Produced by: Mohsin Shaikh
Forget Netflix and Prime—Aamir Khan just turned YouTube into India’s newest movie hall, offering ₹100 rentals for his latest film and possibly rewriting how Bollywood reaches its fans.
Only 2–3% of Indians watch films in theatres. Khan’s plan? Skip the rich, stream for the rest. With YouTube on every smartphone, he’s chasing audiences OTT platforms ignore.
One ticket, one phone, one community: Khan’s “janta ka theatre” model means even a village can legally screen a new release for pennies per person—without piracy, cables, or subscriptions.
This isn’t a one-film stunt. Khan’s entire library—past and future—is headed for pay-per-view YouTube. Dangal, Lagaan, and even rare family productions will stream without OTT gatekeepers.

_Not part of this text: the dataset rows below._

PR #17817, opened 2026-03-07
fix: Registry tab counts show zero on initial page load #15108

Mustansir-06:
## Description
This PR fixes the issue where Registry counts (Models, Components, Relationships, Registrants) would default to zero on initial load or within the Registry Modal.

### Changes Made:
- **Parallel Pre-fetching:** Modified `MeshModelComponent` to trigger all category counts simultaneously on mount using lazy queries with `pagesize: 1`.
- **Optimization:** Updated `RegistryModal` to fetch initial counts with `pagesize: 1` instead of `pagesize: 'all'`, significantly reducing the data payload and load time.
- **UX Improvement:** Introduced a loading state (`...`) for tab and sidebar counts to prevent the "flash of zero" bug, providing a smoother transition once data is cached.
- **Dependency Fix:** Added missing filters to the `fetchData` dependency array to ensure UI consistency during tab switching.

Fixes #15108

PR #17862, opened 2026-03-09
fix: resolve Registry count zero-load bug with parallel pre-fetching

### LINKED ISSUE #15108: [UI] Registry tab counts show zero on initial page load
### Current Behavior

When navigating to Settings → Registry for the first time, all tab counts display as zero:

Models (0)
Components (0)
Relationships (0)
Registrants (0)

However, the actual counts only appear after clicking on each respective tab. For example, clicking on the Models tab reveals there are actually 336 models available, Components shows 3854, and Relationships shows 45.

### Desired Behavior

Tab counts should display the correct numbers immediately upon page load, without requiring user interaction to trigger the count updates. Users should be able to see at a glance how many items are available in each registry category.

### Screenshots/Logs

Image

Image

### Environment

- Host OS: Mac Linux Windows
- Platform: Docker Kubernetes

---

Mustansir-06:
This PR is a clean replacement for #17817, containing only the 2 necessary file changes as requested by @leecalcote. It addresses the issue where Registry counts (Models, Components, Relationships, Registrants) would default to zero on initial load or within the Registry Modal.

Changes Made:

Optimized Data Fetching: Updated RegistryModal to fetch initial counts with pagesize: 1 instead of pagesize: all, significantly reducing the data payload and load time.

Parallel Pre-fetching: Modified MeshModelComponent to trigger all category counts simultaneously on mount using lazy queries.

UX Improvement: Introduced a loading state (...) for tab and sidebar counts to prevent the "flash of zero" bug before data is cached.

Dependency Fix: Added missing filters to the fetchData dependency array to ensure UI consistency during tab switching.

Fixes #15108

### DIFF
--- a/ui/components/Registry/RegistryModal.tsx
+++ b/ui/components/Registry/RegistryModal.tsx
@@ -32,7 +32,6 @@ import {
   useGetRelationshipsQuery,
   useGetRegistrantsQuery,
 } from '@/rtk-query/meshModel';
-import { removeDuplicateVersions } from '../Settings/Registry/helper';
 
 const DRAWER_WIDTH = 250;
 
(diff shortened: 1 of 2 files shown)


leecalcote (commented):
Smart optimization. Changing `pagesize: 'all'` to `pagesize: 1` for the count-only queries in `RegistryModal` is the right call - you only need `total_count` from the response metadata, not the full payload. This should dramatically reduce initial load time and data transfer, especially for large registries. Using the loading state to show `'...'` instead of `0` is a nice UX touch that avoids the misleading zero-count flash. 

Don't remove code comments unless they are inaccurate. If they are inaccurate, update the comments, @Mustansir-06

miacycle:
Sign off on your commits, @Mustansir-06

YouTube paid nothing upfront. Khan’s betting on a revenue split, keeping creative and financial control. If this works, it flips the power away from platforms and back to producers.
Khan plans to onboard struggling filmmakers, promote their films, and let them keep most of the earnings. YouTube could become the new launchpad for India’s next generation of storytellers.
Khan’s no fan of OTT economics: rushed releases, bad deals, and limited reach. His model mimics a movie ticket, not a monthly fee—“a thousand steps for my audience, just one from them for the film.”
No Bollywood A-lister has ever tried this. A global, pay-per-view, YouTube-first release for a big film? It’s a commercial experiment at a scale that could redraw the digital map for Indian cinema.
If this clicks, expect producers to ditch licensing giants for YouTube’s global reach and data control. This isn’t just about one film—it’s a provocation to an entire industry.